▶ [Prompt] Restate the full set of records exactly, word for word.

*** Records shown Section Begins ***

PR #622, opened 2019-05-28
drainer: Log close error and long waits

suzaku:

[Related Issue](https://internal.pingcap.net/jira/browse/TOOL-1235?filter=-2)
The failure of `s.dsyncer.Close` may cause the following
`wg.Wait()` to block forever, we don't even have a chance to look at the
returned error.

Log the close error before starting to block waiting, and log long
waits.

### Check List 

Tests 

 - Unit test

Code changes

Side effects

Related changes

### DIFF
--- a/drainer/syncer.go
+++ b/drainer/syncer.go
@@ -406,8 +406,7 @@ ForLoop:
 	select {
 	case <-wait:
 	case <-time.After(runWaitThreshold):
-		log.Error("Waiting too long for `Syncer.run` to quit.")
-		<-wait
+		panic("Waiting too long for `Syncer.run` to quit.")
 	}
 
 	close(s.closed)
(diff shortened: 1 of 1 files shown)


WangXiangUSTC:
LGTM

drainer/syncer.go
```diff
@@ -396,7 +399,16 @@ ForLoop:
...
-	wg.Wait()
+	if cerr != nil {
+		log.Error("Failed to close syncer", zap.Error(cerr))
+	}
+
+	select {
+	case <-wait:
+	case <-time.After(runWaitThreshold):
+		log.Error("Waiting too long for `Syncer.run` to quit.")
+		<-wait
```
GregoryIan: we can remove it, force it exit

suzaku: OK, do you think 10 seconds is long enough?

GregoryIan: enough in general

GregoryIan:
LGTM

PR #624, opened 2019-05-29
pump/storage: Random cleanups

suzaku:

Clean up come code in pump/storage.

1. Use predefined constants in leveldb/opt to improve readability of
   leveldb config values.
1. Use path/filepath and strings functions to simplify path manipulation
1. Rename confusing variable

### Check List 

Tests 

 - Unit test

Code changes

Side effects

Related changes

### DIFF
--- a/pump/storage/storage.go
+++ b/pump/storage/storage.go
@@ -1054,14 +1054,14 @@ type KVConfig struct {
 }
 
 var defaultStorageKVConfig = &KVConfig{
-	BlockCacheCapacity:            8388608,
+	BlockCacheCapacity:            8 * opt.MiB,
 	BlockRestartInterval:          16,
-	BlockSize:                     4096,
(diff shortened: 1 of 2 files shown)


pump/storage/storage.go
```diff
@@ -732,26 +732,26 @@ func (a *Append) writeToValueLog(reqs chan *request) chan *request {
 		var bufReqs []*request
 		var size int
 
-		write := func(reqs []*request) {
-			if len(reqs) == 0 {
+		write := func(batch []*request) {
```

*** Records shown Section Ends ***

▶ [Your solution]
PR #622, opened 2019-05-28
drainer: Log close error and long waits

suzaku:

[Related Issue](https://internal.pingcap.net/jira/browse/TOOL-1235?filter=-2)
The failure of `s.dsyncer.Close` may cause the following
`wg.Wait()` to block forever, we don't even have a chance to look at the
returned error.

Log the close error before starting to block waiting, and log long
waits.

### Check List 

Tests 

 - Unit test

Code changes

Side effects

Related changes

### DIFF
--- a/drainer/syncer.go
+++ b/drainer/syncer.go
@@ -406,8 +406,7 @@ ForLoop:
 	select {
 	case <-wait:
 	case <-time.After(runWaitThreshold):
-		log.Error("Waiting too long for `Syncer.run` to quit.")
-		<-wait
+		panic("Waiting too long for `Syncer.run` to quit.")
 	}
 
 	close(s.closed)
(diff shortened: 1 of 1 files shown)


WangXiangUSTC:
LGTM

drainer/syncer.go
```diff
@@ -396,7 +399,16 @@ ForLoop:
...
-	wg.Wait()
+	if cerr != nil {
+		log.Error("Failed to close syncer", zap.Error(cerr))
+	}
+
+	select {
+	case <-wait:
+	case <-time.After(runWaitThreshold):
+		log.Error("Waiting too long for `Syncer.run` to quit.")
+		<-wait
```
GregoryIan: we can remove it, force it exit

suzaku: OK, do you think 10 seconds is long enough?

GregoryIan: enough in general

GregoryIan:
LGTM

PR #624, opened 2019-05-29
pump/storage: Random cleanups

suzaku:

Clean up come code in pump/storage.

1. Use predefined constants in leveldb/opt to improve readability of
   leveldb config values.
1. Use path/filepath and strings functions to simplify path manipulation
1. Rename confusing variable

### Check List 

Tests 

 - Unit test

Code changes

Side effects

Related changes

### DIFF
--- a/pump/storage/storage.go
+++ b/pump/storage/storage.go
@@ -1054,14 +1054,14 @@ type KVConfig struct {
 }
 
 var defaultStorageKVConfig = &KVConfig{
-	BlockCacheCapacity:            8388608,
+	BlockCacheCapacity:            8 * opt.MiB,
 	BlockRestartInterval:          16,
-	BlockSize:                     4096,
(diff shortened: 1 of 2 files shown)


pump/storage/storage.go
```diff
@@ -732,26 +732,26 @@ func (a *Append) writeToValueLog(reqs chan *request) chan *request {
 		var bufReqs []*request
 		var size int
 
-		write := func(reqs []*request) {
-			if len(reqs) == 0 {
+		write := func(batch []*request) {
```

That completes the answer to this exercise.